● **Data extract**:
PR #1012, opened 2022-03-17
[v0.8] bake: allow dot in target name

crazy-max:
#1011 

(cherry picked from commit 8f61bfbbaa548eecce2f0b32c1e2ce37b8e87a0c)


tonistiigi:
I don't really like this. This is ambiguous to the `--set target.args.foo` and I also want to allow such selectors in HCL variable in the future. E.g. `dockerfile = othertarget.dockerfile`.

Maybe for compose we could always replace `.` with `_` after parsing and then also do that in bake arguments. Would that be an option?

PR #1018, opened 2022-03-21
[v0.8] bake: allow dot in target names for compose

tonistiigi:
This is a hotfix for v0.8 to unblock release and
restore backward compatibility. More proper fix
coming later.

replaces #1012


tonistiigi:
Self-merge to unblock release

PR #1021, opened 2022-03-23
bake: fix skipped group when already visited by another one

### LINKED ISSUE #1020: Resolve group failed with v0.8.0
Hi guys, we hit some target resolving issue after upgrading to v0.8.0 from v0.7.1

version: **v0.8.0**

```
cat buildtest.hcl
group "a" {
  targets = ["b", "c"]
}
group "b" {
  targets = ["d"]
}
group "c" {
  targets = ["b"]
}
target "d" {
  context = "."
  dockerfile = "./testdockerfile"
}

docker buildx bake a -f buildtest.hcl
[+] Building 0.0s (0/0)
error: failed to find target b
```

crazy-max:
fixes #1020 

when a group has already been visited, its resolution will be skipped on next iteration and therefore would fail to find the relevant target when nested groups calling the same target is being used in the definition.

### DIFF
--- a/bake/bake.go
+++ b/bake/bake.go
@@ -412,12 +412,12 @@ func (c Config) newOverrides(v []string) (map[string]map[string]Override, error)
 }
 
 func (c Config) ResolveGroup(name string) []string {
-	return c.group(name, map[string]struct{}{})
+	return dedupString(c.group(name, map[string][]string{}))
 }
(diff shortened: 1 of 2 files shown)


yifan-gu-anchorage:
@crazy-max Thank you for the fix!

PR #1024, opened 2022-03-24
vendor: github.com/containerd/containerd v1.6.2

thaJeztah:
includes a fix for CVE-2022-24769 (but doesn't affect the code we use)

### DIFF
--- a/go.mod
+++ b/go.mod
@@ -10,7 +10,7 @@ require (
 	github.com/cloudflare/cfssl v0.0.0-20181213083726-b94e044bb51e // indirect
 	github.com/compose-spec/compose-go v1.0.8
 	github.com/containerd/console v1.0.3
-	github.com/containerd/containerd v1.6.1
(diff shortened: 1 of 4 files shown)


AkihiroSuda (approved):

tonistiigi:
These updates are not relevant to buildx. Let's update containerd when we update buildkit as this is where the dependency is coming from.

thaJeztah:
scanners may flag the binaries as vulnerable (and I think we have an obligation now to update such dependencies)

thaJeztah:
(and yes, that's silly for things like these that don't affect the code)

tonistiigi:
> scanners may flag the binaries as vulnerable

This has happened many times before, especially with CLI/Moby CVE-s. We can't let some scanner showing wrong data force us to merge in unrelated code to our releases.

thaJeztah:
not the scanner... contracts

PR #1033, opened 2022-03-29
update github.com/compose-spec/compose-go to v1.2.1

### LINKED ISSUE #1032: Bake not accepting string for published port in Yaml
`docker compose config` will normalise a port mapping like:

```yaml
    ports:
      - 3306:3306
```

to this:

```yaml
    ports:
    - mode: ingress
      target: 3306
      published: "3306"
      protocol: tcp
```

Trying to pipe this into `buildx bake` 0.8.0 hits an error:

```                        
error: failed to parse -: parsing yaml: services.mysql.ports.0.published must be a integer, parsing hcl: -.hcl:17,11-12: Invalid character; Single quotes are not valid. Use double quotes (") to enclose strings., and 13 other diagnostic(s)
```

The compose-spec [allows either int or string here](https://github.com/compose-spec/compose-spec/blob/master/schema/compose-spec.json#L328), because it's supposed to be able to support a range like `"3306-3310"` - I guess `compose` is choosing to always output string

crazy-max:
fixes #1032 


tonistiigi (commented):
Could we add a test for the case described in the issue.

tonistiigi (approved):

AkihiroSuda (approved):

PR #1747, opened 2023-04-18
controller: only capture the result when invoked through a controller

jedevc:
This ensures that the code used to capture and evaluated a result is only executed when built through the controller. Otherwise, no build result should be recorded.

This ensures that new code added to capture and store the build result for debugging isn't used when BUILDX_EXPERIMENTAL is not set.

See https://github.com/docker/buildx/pull/1640#issuecomment-1513321529 for more information.

**This should be removed at some point in the future** - however, for now, we should have something like this to prevent breaking the state of master while we work on the debugging functionality.

### DIFF
--- a/controller/build/build.go
+++ b/controller/build/build.go
@@ -46,7 +46,7 @@ const defaultTargetName = "default"
 // NOTE: When an error happens during the build and this function acquires the debuggable *build.ResultContext,
 // this function returns it in addition to the error (i.e. it does "return nil, res, err"). The caller can
 // inspect the result and debug the cause of that error.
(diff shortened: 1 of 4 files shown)


controller/build/build.go
```diff
@@ -206,15 +206,20 @@ func buildTargets(ctx context.Context, dockerCli command.Cli, ng *store.NodeGrou
...
-		}
-	})
+	var resp map[string]*client.SolveResponse
+	if generateResult {
+		var mu sync.Mutex
+		var idx int
+		resp, err = build.BuildWithResultHandler(ctx, nodes, opts, dockerutil.NewClient(dockerCli), confutil.ConfigDir(dockerCli), progress.Tee(printer, statusChan), func(driverIndex int, gotRes *build.ResultContext) {
+			mu.Lock()
+			defer mu.Unlock()
+			if res == nil || driverIndex < idx {
```
tonistiigi, line 216: This logic here does not make sense to me. But it is in old code.

tonistiigi (approved):

PR #1750, opened 2023-04-19
Refactor build/controller API to use single `client.Build` call

jedevc:
Depends on #1737.

This PR performs some refactoring after #1640.

To summarize:

- Recombine `Build` and `BuildWithResultHandler` together. They both return partially evaluated results in `ResultContext`. These results must be `Wait`ed to get the actual build response.
- Only use a single `client.Build` call. We only need one gateway session.
- Fix multi-platform and `--print` builds to work over the controller interface.
- Fix `--print` and `--metadata-file` logic to happen on the client side.
- Fix the staggered progress noticed in https://github.com/docker/buildx/pull/1640#issuecomment-1513000048
  - This was the main motivator for using a single `client.Build` session. If we compute the result across two gateway sessions, then we either have to ignore the incoming progress and print out only the final progress results, or we have to merge the two progresses together to display in a single terminal (which... doesn't go well, we get a lot of duplicates).
- Change the controller API: `Build` only performs the parts of the build relevant to actually evaluating the result, to perform the export, `Finalize` must be called with the targeted build ref.
  - There's a good reason for this change - to get all of the invocation progress into a single Build call to BuildKit, we *have* to perform all invoke calls before we perform an export. That's because, to trigger the export, we have to close the `Build` call, which would then leave us unable to invoke in the future using that Build.
  - This is actually a good thing :tada: This means that we won't perform exports before invoke is called, which we were having to do before.
  - The downside here is we have to work out how to "pause" the progress output while we're in monitor mode, so that we don't end up accidentally overflowing into the monitor - not quite sure the best way to do it, I've added a hack into buildkit vendor.


commands/build.go
```diff
@@ -231,9 +241,13 @@ func runBuild(dockerCli command.Cli, in buildOptions) error {
 			return errors.Wrap(err, "removing image ID file")
 		}
 	}
-	resp, _, err := cbuild.RunBuild(ctx, dockerCli, opts, os.Stdin, printer, false)
-	if err1 := printer.Wait(); err == nil {
-		err = err1
+	res, err := cbuild.RunBuild(ctx, dockerCli, opts, os.Stdin, printer)
+	resp, err2 := res.Wait(ctx)
```
ktock, line 244: We should check `res != nil` to avoid panic

build/result.go
```diff
@@ -131,7 +40,39 @@ type ResultContext struct {
 	cleanupsMu sync.Mutex
 }
 
-func (r *ResultContext) Done() {
+func (r *ResultContext) hook(hook func(ctx context.Context) error) {
+	r.hooks = append(r.hooks, hook)
```
ktock, line 44: It looks like called from goroutines so should be protected by lock.

ktock (commented):
Thanks!

monitor/monitor.go
```diff
@@ -145,7 +141,7 @@ func RunMonitor(ctx context.Context, curRef string, options *controllerapi.Build
 						}
 					}
 					var resultUpdated bool
-					ref, _, err := c.Build(ctx, *bo, nil, stdout, stderr, progressMode) // TODO: support stdin, hold build ref
+					ref, err := c.Build(ctx, *bo, nil, progress) // TODO: support stdin, hold build ref
```
ktock, line 144: It seems that no progress is printed on `reload`?

jedevc:
Closing in preference of https://github.com/docker/buildx/pull/1804.

PR #1752, opened 2023-04-21
bake: use default filenames from compose-go

nicksieger:


go.mod
```diff
@@ -5,7 +5,7 @@ go 1.19
 require (
 	github.com/Masterminds/semver/v3 v3.2.0
 	github.com/aws/aws-sdk-go-v2/config v1.15.5
-	github.com/compose-spec/compose-go v1.9.0
```
crazy-max, line 8: Can we have this in a separate commit or maybe another PR if not required for new filenames change?

dvdksn:
might want to update the [compose tests](https://github.com/docker/buildx/blob/master/bake/compose_test.go#L552) to cover other filename variations?

go.mod
nicksieger: The new compose go has some new requirements on load that caused test failures, so probably better to review those separately.

nicksieger: #1753, builds on this one

bake/bake.go
```diff
@@ -42,14 +44,13 @@ type Override struct {
 }
 
 func defaultFilenames() []string {
-	return []string{
-		"docker-compose.yml",  // support app
-		"docker-compose.yaml", // support app
+	composeNames := composecli.DefaultFileNames
+	return append(composeNames, []string{
```
jedevc, line 48: :eyes: will this end up modifying the contents of `composecli.DefaultFileNames`? I *think* the slices will end up sharing the same storage?

I think this would be the fix?

```go
composeNames := append([]string, composecli.DefaultFileNames)
```

nicksieger: It will change the underlying storage but the original `DefaultFileNames` var will still only point to the original slice contents. Probably worth changing though just to eliminate any confusion.

crazy-max (approved):
LGTM thanks

jedevc (approved):

PR #1753, opened 2023-04-21
compose go v1.13.4

nicksieger:


bake/compose.go
```diff
@@ -28,10 +28,14 @@ func ParseComposeFiles(fs []File) (*Config, error) {
...
 
 func ParseCompose(cfgs []compose.ConfigFile, envs map[string]string) (*Config, error) {
+	if envs == nil {
+		envs = make(map[string]string)
+	}
 	cfg, err := loader.Load(compose.ConfigDetails{
 		ConfigFiles: cfgs,
 		Environment: envs,
 	}, func(options *loader.Options) {
+		options.SetProjectName("bake", false)
```
crazy-max, line 38: There is no defaults anymore for the project name? I was thinking it was the name of the working directory?

nicksieger: compose-go was raising a "project name must not be empty" error without this. Looks like the logic changed in compose-spec/compose-go#374. Might have been inadvertent, I'll check with Milas on that.

nicksieger: Ok, good to know. There's nothing that I'm aware of in buildx that's dependent on the latest compose-go, so does it work to file an issue and/or start a PR over there and close this in favor of a new compose-go upgrade PR later on?

bake/compose.go
jedevc, line 1: I think we also want to add support for the new compose features at the same time?

- https://github.com/compose-spec/compose-go/pull/354
- https://github.com/compose-spec/compose-go/pull/365
- I *think* that's it?

They should slot neatly into `compose.go`, with tests in `compose_test.go`:

https://github.com/docker/buildx/blob/43a07f399714c91f9c0131754d771dfc6610b16d/bake/compose.go#L86-L103

bake/compose.go
jedevc: Hmm, is there any possible workaround we could do for this temporarily? I'd like to take the latest compose version in buildx v0.11 (aimed for this week or soon after), but also would be nice to make sure we take a tagged version from `compose-go`.

jedevc (commented):
@milas @nicksieger it would be nice to take this for v0.11 of buildx if we could, any objections?

bake/compose.go
nicksieger: Agreed, maybe they could go in a separate PR after we decide how to handle the project name default?

jedevc: Sure I'd be happy with that.

bake/compose.go
jedevc: @crazy-max @milas @nicksieger: is taking this change as-is with `"bake"` as the project name acceptable for the time being? If so, we can merge this and move on with the v0.11 milestone.

nicksieger: I proposed the workaround by writing the code, so it's an implicit 👍 from me. I don't think the project name is ever really exposed when baking a compose file, right?

jedevc (approved):

PR #1759, opened 2023-04-25
bump go.mod to 1.20

crazy-max:
Basic interfaces satisfy 'comparable' starting with Go 1.20: 

https://github.com/docker/buildx/blob/afcaa8df5fdb9c8c908c8dae325d86a0f8f8c3ef/build/result.go#L32

https://github.com/docker/buildx/blob/afcaa8df5fdb9c8c908c8dae325d86a0f8f8c3ef/vendor/github.com/moby/buildkit/solver/result/result.go#L48

### DIFF
--- a/go.mod
+++ b/go.mod
@@ -1,6 +1,6 @@
 module github.com/docker/buildx
 
-go 1.19
+go 1.20
 
 require (
 	github.com/Masterminds/semver/v3 v3.2.0


tonistiigi:
Not seen this before. How does the version in `go.mod` affect the compilation of generics code?

crazy-max:
> Not seen this before. How does the version in `go.mod` affect the compilation of generics code?

It doesn't as long as you're building with Go 1.20 but building with Go 1.19 will result in:

```
# github.com/moby/buildkit/frontend/gateway/client
vendor/github.com/moby/buildkit/frontend/gateway/client/client.go:18:29: Reference does not implement comparable
note: module requires Go 1.20
```

We should then make clear that the module requires Go 1.20 when used as a library if we want to ba aligned.

This is also reported by some IDEs:

image

jedevc:
Ah yes, this is because of https://github.com/moby/buildkit/pull/3707.

PR #1760, opened 2023-04-26
monitor: Move commands to a separated package

ktock:
Following-up https://github.com/docker/buildx/pull/1640#issuecomment-1512785173

*From @jedevc 's comment:*

> The commands in the monitor are getting long - we really need to split these up, out of a switch statement, and ideally into 
> something a bit more dynamic. Something like implementations of a monitor.Command interface?
> 
> As inspiration:
> ```golang
> type Command interface {
>     // executes the command
>     Exec(args []string /* anything else we might need*/)
> 
>     // returns command information
>     Info() Info
> }
> 
> type Info struct {
>     // a usage string, e.g. "rollback [--init] [entrypoint] [cmd...]"
>     Usage string
> 
>     // a short description, e.g. "re-runs the interactive container with initial rootfs contents"
>     Description string
> 
>     // a longer description, describes in detail what the command does, the
>     // behavior of each arg, etc.
>     Help string
> }
> ```

This commit moves monitor commands to `monior/commands` package. Commands still need access to the `monitor` object and buildx controller so this commit enables this via `Monitor` interface stored in `monitor/types`.

### DIFF
--- a/monitor/commands/reload.go
+++ b/monitor/commands/reload.go
@@ -1,0 +1,76 @@
+package commands
+
+import (
+	"context"
+	"fmt"
+	"io"
+
+	controllererrors "github.com/docker/buildx/controller/errdefs"
+	controllerapi "github.com/docker/buildx/controller/pb"
+	"github.com/docker/buildx/monitor/types"
+	"github.com/docker/buildx/util/progress"
+	"github.com/pkg/errors"
+)
+
+type ReloadCmd struct {
+	m types.Monitor
+
+	stdout   io.WriteCloser
+	progress *progress.Printer
+
+	options      *controllerapi.BuildOptions
+	invokeConfig controllerapi.InvokeConfig
+}
+
+func NewReloadCmd(m types.Monitor, stdout io.WriteCloser, progress *progress.Printer, options *controllerapi.BuildOptions, invokeConfig controllerapi.InvokeConfig) types.Command {
+	return &ReloadCmd{m, stdout, progress, options, invokeConfig}
+}
+
+func (cm *ReloadCmd) Info() types.CommandInfo {
+	return types.CommandInfo{HelpMessage: "reloads the context and build it"}
+}
+
+func (cm *ReloadCmd) Exec(ctx context.Context, args []string) error {
+	var bo *controllerapi.BuildOptions
+	if cm.m.AttachedSessionID() != "" {
+		// Rebuilding an existing session; Restore the build option used for building this session.
+		res, err := cm.m.Inspect(ctx)
+		if err != nil {
+			fmt.Printf("failed to inspect the current build session: %v\n", err)
+		} else {
+			bo = res.Options
+		}
+	} else {
+		bo = cm.options
+	}
+	if bo == nil {
+		return errors.Errorf("no build option is provided")
+	}
+	if cm.m.AttachedSessionID() != "" {
+		if err := cm.m.Disconnect(ctx); err != nil {
+			fmt.Println("disconnect error", err)
+		}
+	}
+	var resultUpdated bool
+	cm.progress.Unpause()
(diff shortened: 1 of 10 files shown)


monitor/types/types.go
```diff
@@ -0,0 +1,75 @@
...
+	"context"
+	"io"
+
+	"github.com/containerd/console"
+	controllerapi "github.com/docker/buildx/controller/pb"
+	"github.com/moby/buildkit/client"
+)
+
+// Monitor provides APIs for attaching and controlling the buildx server.
+type Monitor interface {
```
jedevc, line 13: Ah, I guessed we might need something like this interface, nice :tada:

Since there's a lot of shared methods here with `BuildxController` could we have this interface extend that one? Then we just need to define the methods on top of that.

monitor/commands/reload.go
```diff
@@ -0,0 +1,75 @@
...
+
+	stdout       io.WriteCloser
+	stderr       console.File
+	progressMode string
+
+	options      *controllerapi.BuildOptions
+	invokeConfig controllerapi.InvokeConfig
+}
+
+func NewReloadCmd(m types.Monitor, stdout io.WriteCloser, stderr console.File, progressMode string, options *controllerapi.BuildOptions, invokeConfig controllerapi.InvokeConfig) types.Command {
```
jedevc, line 26: Could we use `ioset.In` to bundle these args together?

monitor/monitor.go
```diff
@@ -301,41 +158,78 @@ func RunMonitor(ctx context.Context, curRef string, options *controllerapi.Build
 	}
 }
 
+func printHelpMessage(out io.Writer, registeredCommands map[string]types.Command) {
+	var names []string
+	for name := range registeredCommands {
+		names = append(names, name)
+	}
+	sort.Strings(names)
+	fmt.Fprint(out, "Available commands are:\n\n")
```
jedevc, line 167:
```suggestion
	fmt.Fprint(out, "Available commands are:\n")
```
Let's keep the same format as before.

monitor/monitor.go
```diff
@@ -119,172 +119,29 @@ func RunMonitor(ctx context.Context, curRef string, options *controllerapi.Build
...
+				}
+
+				// Registered commands
+				cmdname := args[0]
+				if cm, ok := registeredCommands[cmdname]; ok {
+					if err := cm.Exec(ctx, args); err != nil {
+						fmt.Fprintf(stdout, "failed %q: %v\n", cmdname, err)
+					}
+				} else {
 					fmt.Printf("unknown command: %q\n", l)
```
jedevc, line 143: For errors that aren't from a specific command, could we prefix them with `monitor:`? That way it kind of mirrors `sh:` errors as opposed to `cat:` errors.

jedevc (commented):
Just a couple of initial thoughts, haven't done a proper deep dive into the command implementations yet, will try and get to that tomorrow :heart:

monitor/types/types.go
ktock: `Monitor` hides `ref` arguments from `BuildxController` and the function signatures are different so it seems that we can't use `BuildxController`'s API for `Monitor`.

monitor/commands/reload.go
ktock: This arguments don't contain stdin and has different stderr type (`stderr console.File`) so maybe we can't use `ioset.In` here.

monitor/types/types.go
ktock: Thank you, SGTM.

ktock: Cherry-picked https://github.com/docker/buildx/commit/8063632c547f206f9fdc66809c5eb41886f666e3 to this PR.

jedevc (approved):
This is good now IMO :tada:

I think we can do some future tidy-ups, but this is a significant improvement from the big switch statement :tada: :tada:

Thanks!

PR #1767, opened 2023-05-02
github: don't auto-add kind/ labels

jedevc:
`kind` labels should only be manually added by maintainers after confirming the issue. Otherwise, it can be tricky to sort through all the issues when filtering for legitimate bugs.

### DIFF
--- a/.github/ISSUE_TEMPLATE/bug.yml
+++ b/.github/ISSUE_TEMPLATE/bug.yml
@@ -2,7 +2,6 @@
 name: Bug Report
 description: Report a bug
 labels:
-  - kind/bug
   - status/triage
 
 body:


.github/ISSUE_TEMPLATE/feature.yml
```diff
@@ -2,7 +2,6 @@
 name: Feature request
 description: Missing functionality? Come tell us about it!
 labels:
-  - kind/enhancement
```
thaJeztah, line 5: This should be okay to keep I think? It's a feature / enhancement request.

thaJeztah:
But isn’t the intent of the separate templates to assign bug or enhancement (if one uses “bug” or “enhancement” as template?)

The “triage” label would be for a maintainer to confirm if it’s a  bug (but perhaps a “needs-confirmation” label could be added for bugs, although that could be considered implicit for “triage”)

crazy-max (approved):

● **Work to complete**:
Go line by line through the data above and report each one that holds the string "another".

● **Exercise result**:
bake: fix skipped group when already visited by another one
crazy-max, line 8: Can we have this in a separate commit or maybe another PR if not required for new filenames change?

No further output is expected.